Приведу для точности соответствующую выдержку из трудов Канта в развернутом виде. «Поскольку лишь в об­ществе и именно в таком, в котором наличествует величай­шая свобода, а значит, и постоянный антагонизм между всеми его членами и все же самым точным образом определены и сохраняются границы этой свободы в той мере, в какой она могла бы сочетаться со свободой других, — постольку лишь в этом обществе может быть осуществлен выс­ший замысел природы — развитие всех природных задатков, вложенных в человечество»[95].

Здесь важно обратить внимание на некоторые тонкости в рассуждениях великого философа, имеющие, как мы увидим позже, первостепенное значение для понимания права в его соотношении со свободой.

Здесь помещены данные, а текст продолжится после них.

PR #3569, opened 2021-11-09
Rewrite lane use diagram drawing and selection logic

### LINKED ISSUE #3374: Streamline lane use diagram selection logic
#2809 rewrote LaneView to select lane use diagram drawing methods more comprehensively. Unfortunately, the resulting code is still far too complex and difficult to reason about, much less port to Kotlin for Android. mapbox/navigation-ui-resources#26 refactored the assets and introduced a new algorithm for straightforwardly selecting an asset. We should rewrite LaneView according to that algorithm, not only for simplicity but also to handle the lane configurations added in that PR and mapbox/navigation-ui-resources#25. The test cases in #2809 will be valuable, but we can expect a few of them to fail because we’re intentionally omitting certain rare fallbacks from the new algorithm to keep the algorithm elegant.

mapbox/mapbox-navigation-android#3934 tracks the same integration work, but it’s more urgent on Android because even common dual-use lane configurations aren’t handled correctly yet.

/cc @mapbox/navigation-ios @abhishek1508 @LukasPaczos @kmadsen

### LINKED ISSUE #3530: [Bug]: SlightLeft-SlightRight lanes doesn't render

v2.0.0

### Steps to reproduce

Set route from 1.3054251688045753;103.88307997278685 to 1.309264205529388;103.87483300071494 and start guidance cards Example navigation. One of the guidance cards will have a non-rendered lane. 

### Expected behavior

`LaneIndication.Ranking`
```
▿ Ranking
  ▿ primary : slight left
    - rawValue : 32
  ▿ secondary : Optional<LaneIndication>
    ▿ some : right
      - rawValue : 4
  - tertiary : nil
```

can be rendered

### Actual behavior

Empty lane view

repeatable

1ec5:
Imported the expanded repertoire of lane StyleKit methods from mapbox/navigation-ui-resources#26. Rewrote the lane use diagram selection logic to follow [the algorithm described in navigation-ui-resources](https://github.com/mapbox/navigation-ui-resources/blob/4a287b92ddeeec502bca9da849e505dcdf73e1ef/docs/lanes.md).

For type safety and confidence about coverage, the new logic still relies heavily on enumerations and switch statements, so it doesn’t actually reduce the line count by so much. It would be a fraction of this length by relying on string processing, but we can revisit if we need to make this logic extensible by developers. Regardless, the new logic is considerably more straightforward than before, with fallbacks but no edge cases. The new StyleKit assets and tests vastly outweigh the selection logic.

De Anza Boulevard[^deanza] Nicoll Highway[^nicoll] Mountbatten Road[^mountbatten] Dixie Highway[^dixie]

[^deanza]: [De Anza Boulevard](https://www.openstreetmap.org/way/393494129)
[^nicoll]: [Nicoll Highway](https://www.openstreetmap.org/way/476758104)
[^mountbatten]: [Mountbatten Road](https://www.openstreetmap.org/way/746988839) (recently [edited](https://www.openstreetmap.org/changeset/113534817) to have a different turn lane configuration, not shown here)
[^dixie]: [Dixie Highway](https://www.openstreetmap.org/way/760892734)

Fixes #3374 and fixes #3530.

/cc @mapbox/navigation-ios @avi-c @abhishek1508


Sources/MapboxNavigation/LaneView.swift
```diff
@@ -1,342 +1,337 @@
...
-                tertiaryIndication = nil
-            }
-            return Ranking(primary: primaryIndication, secondary: secondaryIndication, tertiary: tertiaryIndication)
-        } else {
-            // No secondary indication to draw.
-            return Ranking(primary: primaryIndication, secondary: nil, tertiary: nil)
+        guard let method = styleKitMethod(turnClassifications: turnClassifications, favoredTurnClassification: favoredTurnClassification) ??
+                favoredTurnClassification.map({ styleKitMethod(turnClassifications: [$0], favoredTurnClassification: $0) }) ??
+                styleKitMethod(turnClassifications: [.straightAhead], favoredTurnClassification: nil) else {
+            preconditionFailure("No StyleKit method for straight ahead.")
```
1ec5, line 158: Rest assured, we have a StyleKit method for straight ahead, so this precondition is just for completeness’ sake.

Sources/MapboxNavigation/LaneView.swift
```diff
@@ -1,342 +1,337 @@
...
         }
+        return method
```
1ec5, line 160: This is the crux of the change, the top level of the algorithm that was implemented in Swift.

MaximAlien (approved):
With so many changes it's hard to find anything that might look out of order. In general looks good to me. Thanks.

S2Ler (approved):
Agree with Maxim.

Issue #3562, opened 2021-11-05
MapboxSpeechSynthesizer `willSpeak` callback is not called


azarovalex:
Reproducible on the version 2.0.0

**Steps to reproduce:**
1. Open the development app
2. Start an active navigation to any point
3. willSpeak won't be called for every instruction

Expected behavior: `willSpeak` should be called

Example of the current incorrect behavior for a random trip:
<img width="291" alt="image" src="https://user-images.githubusercontent.com/1976216/140527837-4407d62c-b6f9-4aab-ae3a-27b18686d978.png">

azarovalex:
The PR with the fix was merged

PR #3572, opened 2021-11-09
Add public `managesAudioSession` flag and fix `willSpeak` logic

azarovalex:
This PR fixes two issues in `MapboxSpeechSynthesizer`:
1. `managesAudioSession` is a new flag in `MapboxSpeechSynthesizer ` that defines who controls the shared AVAudioSession – SDK or Application. Default value is `true` that means that SDK manages the session, as it used to be before. If application has background music they want to manage the audio session themselves, so they should set this flag to `false`.
Without setting this flag to `false` we will be stopping the `AVAudioSession` after every voice instruction and this will stop application music as well.

2. We used to call `willSpeak` before downloading and caching the instruction, not before playing it. `MapboxSpeechSynthesizer` pre-caches first three voice instruction on initialization and this leads to bug https://github.com/mapbox/mapbox-navigation-ios/issues/3562. I fixed it by moving `willSpeak` call right before playing the instruction.

TODO:
- [x] update changelog


Sources/MapboxNavigation/MultiplexedSpeechSynthesizer.swift
```diff
@@ -40,6 +40,11 @@ open class MultiplexedSpeechSynthesizer: SpeechSynthesizing {
         speechSynthesizers.forEach { $0.locale = locale }
     }
     
+    /// Controls if this speech synthesizer is allowed to manage the shared `AVAudioSession`.
+    /// Set this field to `false` if you want to manage the session yourself, for example if your app has background music.
+    /// Default value is`true`.
+    public var managesAudioSession = true
```
Udumft, line 46: This has to be a computed property which will forward `newValue` to underlying speech synthesizers.

azarovalex: Good idea, thanks

S2Ler:
> # Breaking API Changes
> ## `InstructionsCardCell`
> * _removed_ method: `layoutSubviews()` in `InstructionsCardCell`
> * _removed_ var: `container` in `InstructionsCardCell`

I'm fixing this.

Sources/MapboxNavigation/MapboxSpeechSynthesizer.swift
```diff
@@ -35,6 +35,11 @@ open class MapboxSpeechSynthesizer: NSObject, SpeechSynthesizing {
      */
     public var audioPlayer: AVAudioPlayer?
     
+    /// Controls if this speech synthesizer is allowed to manage the shared `AVAudioSession`.
+    /// Set this field to `false` if you want to manage the session yourself, for example if your app has background music.
+    /// Default value is`true`.
```
bamx23, line 40:
```suggestion
    /// Default value is `true`.
```

Sources/MapboxNavigation/MultiplexedSpeechSynthesizer.swift
```diff
@@ -40,6 +40,18 @@ open class MultiplexedSpeechSynthesizer: SpeechSynthesizing {
         speechSynthesizers.forEach { $0.locale = locale }
     }
     
+    /// Controls if this speech synthesizer is allowed to manage the shared `AVAudioSession`.
+    /// Set this field to `false` if you want to manage the session yourself, for example if your app has background music.
+    /// Default value is`true`.
+    public var managesAudioSession: Bool {
+        get {
+            speechSynthesizers.reduce(true, { $0 && $1.managesAudioSession })
```
bamx23, line 48: NIT: What do you think about such approach?
```suggestion
            !speechSynthesizers.contains(where: { !$0.managesAudioSession })
```

Sources/MapboxNavigation/MultiplexedSpeechSynthesizer.swift
```diff
@@ -40,6 +40,18 @@ open class MultiplexedSpeechSynthesizer: SpeechSynthesizing {
         speechSynthesizers.forEach { $0.locale = locale }
     }
     
+    /// Controls if this speech synthesizer is allowed to manage the shared `AVAudioSession`.
+    /// Set this field to `false` if you want to manage the session yourself, for example if your app has background music.
+    /// Default value is`true`.
```
bamx23, line 45:
```suggestion
    /// Default value is `true`.
```

Sources/MapboxNavigation/SpeechSynthesizing.swift
```diff
@@ -18,6 +18,10 @@ public protocol SpeechSynthesizing: AnyObject {
     var isSpeaking: Bool { get }
     /// Locale setting to vocalization. This locale will be used as 'default' if no specific locale is passed for vocalizing each individual instruction.
     var locale: Locale? { get set }
+    /// Controls if this speech synthesizer is allowed to manage the shared `AVAudioSession`.
+    /// Set this field to `false` if you want to manage the session yourself, for example if your app has background music.
+    /// Default value is`true`.
```
bamx23, line 23:
```suggestion
    /// Default value is `true`.
```

Sources/MapboxNavigation/SystemSpeechSynthesizer.swift
```diff
@@ -30,6 +30,11 @@ open class SystemSpeechSynthesizer: NSObject, SpeechSynthesizing {
     
     public var locale: Locale? = Locale.autoupdatingCurrent
     
+    /// Controls if this speech synthesizer is allowed to manage the shared `AVAudioSession`.
+    /// Set this field to `false` if you want to manage the session yourself, for example if your app has background music.
+    /// Default value is`true`.
```
bamx23, line 35:
```suggestion
    /// Default value is `true`.
```

Tests/MapboxNavigationTests/NavigationViewControllerTestDoubles.swift
```diff
@@ -17,6 +17,7 @@ class SpeechSynthesizerStub: SpeechSynthesizing {
     var volume: Float = 1.0
     var isSpeaking: Bool = false
     var locale: Locale? = Locale.autoupdatingCurrent
+    var managesAudioSession: Bool = false
```
bamx23, line 20: Why is it false in tests?

bamx23 (approved):

Sources/MapboxNavigation/MultiplexedSpeechSynthesizer.swift
azarovalex: Agree, might be easier to understand

PR #1944, opened 2021-11-05
Adjust changes to http-api related to `ExecutionStrategyInfluencer`

idelpivnitskiy:
Motivation:

1. There is no much value in making `HttpFilterFactory` public,
hard to think of a use-case for users.
2. Inconsistencies in default `requiredOffloads()` implementations.
3. Incorrect `requiredOffloads()` impl for some service API.
4. No need to implement `ExecutionStrategyInfluencer` for `HttpClient`,
it already has a strategy in `HttpExecutionContext` associated with the
client. No other client API implement `ExecutionStrategyInfluencer`.

Modifications:

- Rename `HttpFilterFactory` to `DefaultHttpExecutionStrategyInfluencer`
and make it pkg-private;
- Make all default `requiredOffloads()` implementations consistent;
- Use `HttpExecutionStrategies.offloadAll()` instead of a pkg-private
`OFFLOAD_ALL_STRATEGY` constant because users will read the default
impl, better to have something that has javadoc;
- `BlockingHttpService#requiredOffloads()` have to be
`OFFLOAD_RECEIVE_DATA_STRATEGY` as it's defined in
`BlockingToStreamingService`;
- `BlockingStreamingHttpService#requiredOffloads()` have to be
`OFFLOAD_RECEIVE_META_STRATEGY` as it's defined in
`BlockingStreamingToStreamingService`;
- `StreamingHttpServiceFilterFactory` should not override the default
`offloadAll()` strategy;
- Remove `ExecutionStrategyInfluencer` interface from `HttpClient`;

Result:

Less public API, more consistency, correct default implementations.

### DIFF
--- a/servicetalk-http-api/src/main/java/io/servicetalk/http/api/BlockingHttpService.java
+++ b/servicetalk-http-api/src/main/java/io/servicetalk/http/api/BlockingHttpService.java
@@ -19,7 +19,7 @@ import io.servicetalk.concurrent.GracefulAutoCloseable;
 import io.servicetalk.concurrent.api.Single;
 import io.servicetalk.transport.api.ExecutionStrategyInfluencer;
 
-import static io.servicetalk.http.api.DefaultHttpExecutionStrategy.OFFLOAD_NONE_STRATEGY;
+import static io.servicetalk.http.api.DefaultHttpExecutionStrategy.OFFLOAD_RECEIVE_DATA_STRATEGY;
 
 /**
  * The equivalent of {@link HttpService} but with synchronous/blocking APIs instead of asynchronous APIs.
@@ -40,7 +40,8 @@ public interface BlockingHttpService extends ExecutionStrategyInfluencer<HttpExe
 
     @Override
     default HttpExecutionStrategy requiredOffloads() {
-        return OFFLOAD_NONE_STRATEGY;
+        // safe default--implementations are expected to override
+        return OFFLOAD_RECEIVE_DATA_STRATEGY;
     }
 
     @Override
--- a/servicetalk-http-api/src/main/java/io/servicetalk/http/api/DefaultHttpExecutionStrategyInfluencer.java
+++ b/servicetalk-http-api/src/main/java/io/servicetalk/http/api/DefaultHttpExecutionStrategyInfluencer.java
@@ -1,5 +1,5 @@
 /*
- * Copyright © 2018-2019, 2021 Apple Inc. and the ServiceTalk project authors
+ * Copyright © 2021 Apple Inc. and the ServiceTalk project authors
  *
  * Licensed under the Apache License, Version 2.0 (the "License");
  * you may not use this file except in compliance with the License.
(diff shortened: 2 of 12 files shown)


servicetalk-http-api/src/main/java/io/servicetalk/http/api/BlockingHttpService.java
```diff
@@ -40,7 +40,8 @@ HttpResponse handle(HttpServiceContext ctx, HttpRequest request, HttpResponseFac
 
     @Override
     default HttpExecutionStrategy requiredOffloads() {
-        return OFFLOAD_NONE_STRATEGY;
+        // safe default--implementations are expected to override
+        return OFFLOAD_RECEIVE_DATA_STRATEGY;
```
idelpivnitskiy, line 44: @bondolo I'm surprised that there are no tests that could catch cases like this one. Can you please have a look how this value is used? Is it used for computation of the final strategy?

bondolo: Indeed, I would have expected that the existing tests would have caught this.

bondolo: It is referenced by the some of the Jersey tests but seems to have no effect. I will continue to investigate why.

idelpivnitskiy: We can work on tests in a follow-up. I would like to pull in changes for interfaces, bcz I'm working on filters API

servicetalk-http-api/src/main/java/io/servicetalk/http/api/DefaultHttpExecutionStrategyInfluencer.java
```diff
@@ -17,16 +17,11 @@
 
 import io.servicetalk.transport.api.ExecutionStrategyInfluencer;
 
-import static io.servicetalk.http.api.DefaultHttpExecutionStrategy.OFFLOAD_ALL_STRATEGY;
-
-/**
- * A factory for HTTP filters.
- */
-public interface HttpFilterFactory extends ExecutionStrategyInfluencer<HttpExecutionStrategy> {
+interface DefaultHttpExecutionStrategyInfluencer extends ExecutionStrategyInfluencer<HttpExecutionStrategy> {
```
bondolo, line 20: Many of the classes that implement this interface will be public and any similar user classes will also want to use this interface. A similar example would be the Java `StringBuilder` and `StringBuffer` classes which extend the non-public `AbstractStringBuilder` class which receives constant complaints.

In general, public classes and interfaces should have only public ancestors.

I am also not convinced by the name change. It seems too broad.

bondolo: On further thought it seems reasonable as long as users won't need to recreate the same interface themselves.

servicetalk-http-api/src/main/java/io/servicetalk/http/api/HttpClient.java
```diff
@@ -17,17 +17,14 @@
...
 import static io.servicetalk.concurrent.internal.FutureUtils.awaitTermination;
-import static io.servicetalk.http.api.DefaultHttpExecutionStrategy.OFFLOAD_ALL_STRATEGY;
 
 /**
  * Provides a means to issue requests against HTTP service. The implementation is free to maintain a collection of
  * {@link HttpConnection} instances and distribute calls to {@link #request(HttpRequest)} amongst this collection.
  */
-public interface HttpClient extends
-                            HttpRequester, GracefulAutoCloseable, ExecutionStrategyInfluencer<HttpExecutionStrategy> {
+public interface HttpClient extends HttpRequester, GracefulAutoCloseable {
```
bondolo, line 27: I will need to check if this is getting used. Removal may change offloading.

bondolo: It is never used. Remove it.

bondolo (approved):

PR #1945, opened 2021-11-06
Completable#concat(Completable...)

Scottmitch:
Motivation:
There are some use cases (DefaultCompositeCloseable) that dynamically
build a large chain of Completable#concat(Completable) operations. These
large chains main result in a StackOverflowException.

Modifications:
- Introduce a Completable#concat(Completable...) operator that has stack
  overflow protection.

Result:
Completable concat operator exists with stack overflow protection.


Scottmitch:
Merging bcz https://github.com/apple/servicetalk/pull/1941 was approved and this is just a back port.

PR #1948, opened 2021-11-09
Configurable offloading for async close

bondolo:
Motivation:
Currently publishing of terminal signals for the `Completable` returned by `AsyncClose` methods and `onClose` methods is always offloaded. For some cases this adds latency or unnecessary offloading.
Modifications:
`HttpServerBuilder` and `SingleAddressClientBuilder` are extended to offer configuration of async close offloading. The behaviour can be configured specifically or automatically as a result of specifying  the `noOffloadsStrategy` execution strategy.
Result:
Offloading of async close completion is configurable for use cases that do not require offloading.


servicetalk-http-netty/src/main/java/io/servicetalk/http/netty/DefaultSingleAddressHttpClientBuilder.java
```diff
@@ -250,8 +251,14 @@ public StreamingHttpClient buildStreaming() {
     }
 
     private static <U, R> StreamingHttpClient buildStreaming(final HttpClientBuildContext<U, R> ctx) {
-        final ReadOnlyHttpClientConfig roConfig = ctx.httpConfig().asReadOnly();
         final HttpExecutionContext executionContext = ctx.builder.executionContextBuilder.build();
+        // XXX This should probably be somewhere else
```
bondolo, line 255: Suggestions welcome as to how this should be handled. It seems that copying the tcp config, applying the configuration adjustment and then building the read-only config would be the most user-friendly approach.

servicetalk-http-netty/src/main/java/io/servicetalk/http/netty/H2ParentConnectionContext.java
```diff
@@ -97,6 +100,10 @@ public FlushStrategy defaultFlushStrategy() {
         return flushStrategyHolder.currentStrategy();
     }
 
+    public boolean isAsyncCloseOffload() {
```
Scottmitch, line 103: package private?

servicetalk-tcp-netty-internal/src/main/java/io/servicetalk/tcp/netty/internal/TcpServerBinder.java
```diff
@@ -154,7 +156,7 @@ protected void handleSubscribe(Subscriber<? super ServerContext> subscriber) {
                     Throwable cause = f.cause();
                     if (cause == null) {
                         subscriber.onSuccess(NettyServerContext.wrap(channel, channelSet,
-                                connectionAcceptor, executionContext));
+                                connectionAcceptor, executionContext, config.isAsyncCloseOffloaded()));
```
Scottmitch, line 159: just thinking out loud to make sure I follow  ... having a single flag will make it so offloading is excessive for consumers of `ServerContext` (e.g. only need to offload the `ChannelSet`), however this approach is "safe" bcz a service could close the connection via the `HttpServiceContext`. If we wanted to we could add another flag in the future so users can offload just the `ChannelSet` in a non-breaking fashion.

servicetalk-http-netty/src/main/java/io/servicetalk/http/netty/DefaultSingleAddressHttpClientBuilder.java
```diff
@@ -250,8 +251,14 @@ public StreamingHttpClient buildStreaming() {
...
+        if (noOffloadsStrategy() == executionContext.executionStrategy()) {
```
Scottmitch, line 256: I was originally assuming `HttpExecutionStrategy` would have something like `isCloseOffloaded`, which would solve this issue but I think you mentioned this would complicate merging/combination. What is the expected behavior if the user says `noOffloadsStrategy()` but offloads `asyncCloseOffload`?

servicetalk-http-netty/src/main/java/io/servicetalk/http/netty/DefaultHttpServerBuilder.java
```diff
@@ -322,35 +308,59 @@ private HttpExecutionContext buildExecutionContext(final HttpExecutionStrategy s
...
                 // All the filters can be appended.
                 nonOffloadingFilters = Stream.concat(nonOffloadingFilters, serviceFilters.stream());
-                serviceContext = buildExecutionContext(strategy);
+                executionContext = buildExecutionContext(strategy);
             }
             filteredService = buildService(nonOffloadingFilters, rawService);
         }
 
-        return doListen(connectionAcceptor, serviceContext, filteredService, drainRequestPayloadBody)
+        if (noOffloadsStrategy() == strategy) {
```
Scottmitch, line 334: reminder: pending discussion in `DefaultSingleAddressHttpClientBuilder` we should be consistent here.

servicetalk-http-netty/src/main/java/io/servicetalk/http/netty/DefaultSingleAddressHttpClientBuilder.java
idelpivnitskiy: We had an offline discussion with Mike about having this as a builder option or promoting to `ExecutionStrategy` interface as an additional flag. Rational was that almost everything extends `AsyncCloseable` interface, including `ConnectionFactory`, `ConnectionAcceptor`, HTTP filters, etc. All may apply blocking code for `closeAsync` or `onClose` processing and should be able to influence its behavior. It's also useful for setting as an `HttpExecutionStrategy` at the builder level, because `onClose()` can be used outside of the filters, and will eliminate question "What is the expected behavior if the user says `noOffloadsStrategy()` but offloads asyncCloseOffload?".

@bondolo have you had a chance to consider this approach?

bondolo: I think it is worth considering as control of `close()` offloading is a common enough behaviour. I haven't had time to try implementing it as an `ExecutionStrategy` flag.

servicetalk-grpc-netty/src/main/java/io/servicetalk/grpc/netty/DefaultGrpcServerBuilder.java
```diff
@@ -319,6 +321,11 @@ public HttpServerBuilder allowDropRequestTrailers(final boolean allowDrop) {
             return this;
         }
 
+        @Override
+        public HttpServerBuilder asyncCloseOffload(final boolean offload) {
+            return delegate.asyncCloseOffload(offload);
+        }
```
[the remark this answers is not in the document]
bondolo: Oops. Thank you.

servicetalk-http-netty/src/main/java/io/servicetalk/http/netty/DefaultSingleAddressHttpClientBuilder.java
Scottmitch: any methods on ExecutionStrategy require thought bcz it is so general. even for things which may be on lots of APIs (like close) it may not always apply in the expected context (e.g. service filters are closable but don't need to be offloaded IIUC bcz they aren't invoked from the event loop but are driven by user code). If possible it would be nice to have a targeted approach on APIs (e.g. extending an influencer allows the user to control only what needs to be offloaded), however maybe we can make exceptions if this would overly complicate APIs/usage.

servicetalk-transport-api/src/main/java/io/servicetalk/transport/api/ExecutionStrategy.java
```diff
@@ -31,6 +31,15 @@
      */
     boolean hasOffloads();
 
+    /**
+     * Returns {@code true} if the instance has offloading for any operation.
```
chemicL, line 35: Looks like copy-paste. Please adjust the javadoc.

servicetalk-http-netty/src/main/java/io/servicetalk/http/netty/DefaultSingleAddressHttpClientBuilder.java
```diff
@@ -241,8 +242,16 @@ public StreamingHttpClient buildStreaming() {
     }
 
     private static <U, R> StreamingHttpClient buildStreaming(final HttpClientBuildContext<U, R> ctx) {
-        final ReadOnlyHttpClientConfig roConfig = ctx.httpConfig().asReadOnly();
         final HttpExecutionContext executionContext = ctx.builder.executionContextBuilder.build();
+        // XXX This modifies the builder state. Suggestions for allowing execution strategy to override but not
```
chemicL, line 246: Wouldn't noOffloadsStrategy dictate that the `asyncCloseOffload` setting is ineffective?

servicetalk-transport-netty-internal/src/main/java/io/servicetalk/transport/netty/internal/DefaultNettyConnection.java
```diff
@@ -163,11 +164,11 @@ private void cleanupOnWriteTerminated() {
 
     private DefaultNettyConnection(
             Channel channel, ExecutionContext<?> executionContext,
-            CloseHandler closeHandler, FlushStrategy flushStrategy,
+            CloseHandler closeHandler, FlushStrategy flushStrategy, final boolean offloadAsyncClose,
             @Nullable Long idleTimeoutMs, Protocol protocol, @Nullable SSLSession sslSession,
             @Nullable ChannelConfig parentChannelConfig, DataObserver dataObserver, boolean isClient,
             UnaryOperator<Throwable> enrichProtocolError) {
-        super(channel, executionContext.executor());
+        super(channel, offloadAsyncClose ? executionContext.executor() : immediate());
```
chemicL, line 171: What prevents the usage of `executionContext.executionStrategy()` and it's to-be-added new method: `asyncCloseOffloaded()`? I suppose that would simplify things greatly. Especially having in mind that `AsyncCloseable` is a core concept in `concurrent-api`.

servicetalk-transport-api/src/main/java/io/servicetalk/transport/api/ExecutionStrategy.java
idelpivnitskiy: +1, and add reference to `ListenableAsyncCloseable` methods to clarify what this flag contrils

servicetalk-http-api/src/main/java/io/servicetalk/http/api/DefaultHttpExecutionContext.java
```diff
@@ -17,17 +17,14 @@
...
 /**
  * Default implementation of {@link HttpExecutionContext}.
  */
-public final class DefaultHttpExecutionContext implements HttpExecutionContext {
-
-    private final BufferAllocator bufferAllocator;
-    private final IoExecutor ioExecutor;
-    private final Executor executor;
-    private final HttpExecutionStrategy executionStrategy;
+public final class DefaultHttpExecutionContext extends DefaultExecutionContext<HttpExecutionStrategy>
```
idelpivnitskiy, line 26: Was this change made only to reduce duplication or for some other reason?

servicetalk-http-api/src/testFixtures/java/io/servicetalk/http/api/DelegatingHttpExecutionStrategy.java
```diff
@@ -33,6 +33,21 @@ public DelegatingHttpExecutionStrategy(final HttpExecutionStrategy delegate) {
...
     }
 
+    @Override
+    public boolean hasOffloads() {
+        return delegate.hasOffloads();
+    }
+
+    @Override
+    public boolean isRequestResponseOffloaded() {
+        return HttpExecutionStrategy.super.isRequestResponseOffloaded();
```
idelpivnitskiy, line 43: Should this method call `delegate`? If not, please leave a comment explaining why

servicetalk-http-netty/src/test/java/io/servicetalk/http/netty/HttpOffloadingTest.java
```diff
@@ -232,50 +262,63 @@ void clientSettingsStreamIsOffloaded() throws Exception {
...
         terminated.await();
         assertNoAsyncErrors(errors);
     }
 
-    @Test
-    void clientOnCloseIsOffloaded() throws Exception {
+    @ParameterizedTest(name = "offloadClose={0}")
+    @ValueSource(booleans = {false, true})
+    void clientOnCloseIsOffloaded(boolean noOffloads) throws Exception {
+        setup(noOffloads);
```
idelpivnitskiy, line 286: Would be nice to add a test that verifies adding a filter or connection factory that influences the close adds offloading. Could be done in a follow-up, not necessary to block this PR

idelpivnitskiy (approved):
Looks great!

servicetalk-transport-api/src/main/java/io/servicetalk/transport/api/DefaultConnectExecutionStrategy.java
```diff
@@ -22,11 +22,30 @@
...
             return false;
         }
+
+        @Override
+        public boolean isCloseOffloaded() {
+            return false;
+        }
+    },
+    /**
+     * Offload all connect invocations
```
chemicL, line 37: the comment doesn't seem to be true

servicetalk-http-api/src/testFixtures/java/io/servicetalk/http/api/DelegatingHttpExecutionStrategy.java
bondolo: Appears to be a bad default method implementation, fixed.

servicetalk-http-api/src/main/java/io/servicetalk/http/api/DefaultHttpExecutionContext.java
bondolo: Yes, to reduce duplication. I'd actually prefer that `DefaultHttpExecutionContext` not even exist since it is just a non-generic version of `DefaultExecutionContext<HttpExecutionStrategy>`

servicetalk-http-netty/src/main/java/io/servicetalk/http/netty/DefaultSingleAddressHttpClientBuilder.java
bondolo: yes, it was confusing. Hopefully better now with the new approach

tkountis (approved):
late lgtm too

PR #1951, opened 2021-11-10
Use connection execution context in proxy connect

bondolo:
Motivation:
Currently default execution strategy is always used for the connect
request but the connection/client may be using a different strategy.
Modifications:
Use the connection execution strategy so as not to introduce unexpected
offloading.
Result:
Proxy connect uses same strategy as the rest of the client operations.


idelpivnitskiy (approved):
🚢

PR #1954, opened 2021-11-12
Minor `ExecutionStrategy` cleanups

bondolo:
Motivation:
Several small issues with `ExecutionStrategy` were discovered.
Modifications:
1. Use default identity `equals()`` and `hashCode()` for
`ExecutionStrategy` instances. Document expected method behaviour.
2. Remove obsolete, temporary
`SpecialExecutionStrategy::asInfluencer()` and
`DefaultHttpExecutionStrategy::asInfluencer()`
3. Replace redundant class `NoopExecutionStrategy`
Result:
More consistent `ExecutionStrategy` usage.


servicetalk-transport-api/src/main/java/io/servicetalk/transport/api/ExecutionStrategy.java
```diff
@@ -17,6 +17,9 @@
 
 /**
  * An execution strategy for all transports.
+ *
+ * <p>Implementations should not override the default {@link Object#equals(Object)} and {@link Object#hashCode()} method
+ * implementations. Default instance equality and hash-code behavior should be consistent across all instances.
```
idelpivnitskiy, line 22: IIUC, this is because we anyway treat some strategies as "special", right?
Is it worth, adding `missing` method for `ExecutionStrategy`? Even if it has one (or two) method-flags, it will be useful for users to get the difference between two strategies.

idelpivnitskiy (approved):

servicetalk-transport-api/src/main/java/io/servicetalk/transport/api/ExecutionStrategy.java
bondolo: The main reason would be that there is no guarantee that all implementations provide consistent and reflexive `equals()` and `hashCode()`. Especially with the cases which use anonymous inner classes to override a single method to override behaviour. I started this patch with trying to fix the `equals()` method of `DelegatingHttpExecutionStrategy` thinking that it the implementation should just be `delegate.equals(obj)` but realized that contradicted how it was used and that only identity `equals()` made sense. 

We could try to define `equals()` and `hashCode()` to be consistent per sub-type, such as if the instance is an `HttpExecutionStrategy` the `equals()` must be defined as having the same offloads and `hashCode()` similarly defined. This still runs afoul of the "special" strategies where "no offloads" is different than "never offload" even though the flags are the same or for "offload all" having the same flags as "default offloads".

So the conclusion is that only identity `equals()` and `hashCode()` make sense and, as a "reward", we get to use `==` for comparing strategies.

Говоря о том, что по замыслу природы человеку должна быть дана «величай­шая свобода», Кант сразу же пишет «а значит, существует постоянный антагонизм» (здесь и далее разрядка моя. — С.А.), а вслед за тем идут самые важные слова — «… и все же самым точным образом определены и сохраняются границы этой свободы в той мере, в какой она могла бы сочетаться со свободой других»[96]. Итак, именно потому, что при широкой свободе возникает «постоянный антаго­низм» и потому еще, что свобода данного человека должна быть совмещена со свободой других, именно в силу этих двух оснований необходимы се точное определение и сохранение границ свободы.

Определение же и сохранение границ свободы — это пре­жде всего ее установление в содержательных характеристи­ках, позитивное «положение», при котором обозначаются ее пределы, причем — так, что положительно определенная свобода получает надлежащее обеспечение.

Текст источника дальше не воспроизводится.